My analysis on Nesi’s Notes depended entirely on the National Center for Education Statistics’ Common Core Data. The per pupil amounts reported to NCES may look a bit different from state sources of this information. There are several explanations of this. First, the enrollment counts used to generate per pupil amounts are based on an October 1st headcount. In Rhode Island, we use something called “average daily membership” (ADM) as the denominator and not a headcount. The ADM of a district is calculated by taking all the students who attended the district at any point in the year and adding up the number of school days they were enrolled for. The total membership (i.e. all the student*days, for those who like to think about this in units) is divided by the number of school days per year, almost always 180 (so student*days / days/year = students/year). Additionally, NCES does not record the final three digits on most financial data. These rounding issues will also make the per pupil data seem different from state reports.

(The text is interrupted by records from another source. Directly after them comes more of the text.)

PR #3756, opened 2020-01-20
Change NO_MASQ_LOCAL option to default ON

### LINKED ISSUE #3389: Feature request: Please make NO_MASQ_LOCAL=1 the default setting
Please make NO_MASQ_LOCAL=1 the default setting.

People expect that "ExternalTrafficPolicy: Local" behaves as described by the Kubernetes documentation. This currently not the case with Weave, which causes confusion. I lost hours troubleshooting why ExternalTrafficPolicy was not working as expected, and it was only due to pure luck and some creative googling that I discovered the problem was caused by Weave.

While some might argue that NO_MASQ_LOCAL is mentioned in the release notes of 2.4.0, It feels wrong that you need extra config parameters to make Weave work in a way that is compliant with the standard.

murali-reddy:
Fixes #3389

### DIFF
--- a/prog/weave-kube/launch.sh
+++ b/prog/weave-kube/launch.sh
@@ -67,6 +67,7 @@ DB_PREFIX=${DB_PREFIX:-/weavedb/weave-net}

I wanted to use the NCES to make sure that the data in my post was easily reproducible by any member of the public. I also thought using NCES would serve as a great learning opportunity for the wonks and nerds out there who never even realized how much rich data about schools and school finance are available through the federal government. That being said, I do believe that the state reported numbers are far more accurate than those available from the federal government. That is not to say that the federal data is bad. On the contrary, that data is substantially vetted and validated and is very useful for research. My concern was only that some of the tiny differences in the NCES data that deviated from what I would consider to be ideal data might reach the level where they affected the validity of the conclusions I wanted to draw.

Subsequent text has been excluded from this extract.